Ces dispositions légales permettent d’ordonner la production de pièces ad litem à la demande du salarié le plus souvent [6].

Toutefois, le législateur a posé un garde-fou en prévenant que la mesure d’instruction ne peut être ordonnée aux seules fins de de suppléer la carence de la partie dans l’administration de la preuve [7].

Ainsi, les conseillers prud’homaux réunis en Bureau de Conciliation ont-ils refusé de faire droit à la demande d’un salarié qui s’estimait victime d’une discrimination syndicale et avait sollicité la délivrance d’un nombre important de documents de l’employeur pour se ménager une preuve écrite sans pour autant apporter le moindre élément de fait pour appuyer sa suspicion [8].

En matière de discrimination, peut-être plus encore que dans tout autre type de contentieux prud’homal, la preuve est ardue… mais pas impossible et surtout souhaitable.

Les enjeux dépassent l’intérêt indemnitaire de la victime et doivent s’inscrire dans une politique globale de lutte contre ce type de pratiques qui n’ont pas leur place dans une société à visée égalitaire.
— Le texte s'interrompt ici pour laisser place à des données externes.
Issue #4326, opened 2020-06-09
Add cleanup support for Box


ambipur76:
#### What is your current rclone version (output from `rclone version`)?

1.51.0

#### What problem are you are trying to solve?

When performing an automated backup it is essential to be able to cleanup the Trash / Recycle Bin folder to free up the complete storage space.

#### How do you think rclone should be changed to solve that?

The rclone cleanup <remote> command could support this feature.

ncw:
When we looked at this here https://github.com/rclone/rclone/issues/575#issuecomment-330028744 we decided

> **box**: The Box API provides an endpoint for [listing trashed items](https://developer.box.com/reference#get-the-items-in-the-trash) and [permanently deleting trashed items](https://developer.box.com/reference#permanently-delete-a-trashed-file). However, there's no endpoint for permanently deleting trashed items and the Box API does not support batch API calls. Cleanup is not feasible since it involves listing all trashed items and making a delete request for each item. [Docs](https://developer.box.com/reference)

So I guess we could implement it but it might take a really long time.

Is this something you'd like to help with @ambipur76

PR #4364, opened 2020-06-17
Box cleanup

buengese:
As it was discussed in #4326. It's not great but reasonably fast. I've added some notes about this limitation to the docs.

### DIFF
--- a/backend/box/box.go
+++ b/backend/box/box.go
@@ -1063,6 +1063,66 @@ func (f *Fs) PublicLink(ctx context.Context, remote string, expire fs.Duration, 
 	return info.SharedLink.URL, err
 }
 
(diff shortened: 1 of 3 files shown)


ncw:
That looks great! Do the backend integration tests pass? If so then please merge 😃

buengese:
Of course they pass nothing here should break anything but I tend to run anyway for good measure. I don't think we even have an integration test for cleanup (either that or I missed it). That might be worth looking but it would probably boil to to simple require.NoError() because I'm not sure that all remotes that support emptying the trash also support listing it's contents.

As a side note: I generally leave these PRs open for at least 24h to give you a chance to have a quick look in case you have any notes.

C’est d’ailleurs la raison pour laquelle les discriminations sont si sévèrement sanctionnées tant au civil (prescription longue de 5 ans à compter de la révélation de la discrimination) qu’au pénal (peine encourue de 3 ans d’emprisonnement et 45 000 euros d’amende pour une personne physique, 225 000 euros et des peines complémentaires telles que l’exclusion des marchés publics pour les personnes morales).

Notes :

[1Articles L1235-1 et R. 1454-14 du Code du travail.

[2Article 143 du Code de procédure civile.

[3Article L1454-1 al. 1er et R1454-1 du Code du travail.

[4Article 181 du Code de procédure civile.

[5Article 215 du Code de procédure civile.

[6Cass. soc. 25 octobre 2011 n°10-24.397.

[7Article 146, al. 2 du Code de procédure civile.

[8Conseil de prud’hommes d’Hazebrouck, Section Industrie, 30 septembre 2013, n° F 13/00038.